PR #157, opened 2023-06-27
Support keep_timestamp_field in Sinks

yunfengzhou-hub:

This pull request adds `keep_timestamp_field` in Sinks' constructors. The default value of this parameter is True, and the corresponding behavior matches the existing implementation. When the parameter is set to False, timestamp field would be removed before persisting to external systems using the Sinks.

__About this exercise__
Whatever lines appear above, reproduce every one of them exactly.

__Solution to the problem__
PR #157, opened 2023-06-27
Support keep_timestamp_field in Sinks

yunfengzhou-hub:

This pull request adds `keep_timestamp_field` in Sinks' constructors. The default value of this parameter is True, and the corresponding behavior matches the existing implementation. When the parameter is set to False, timestamp field would be removed before persisting to external systems using the Sinks.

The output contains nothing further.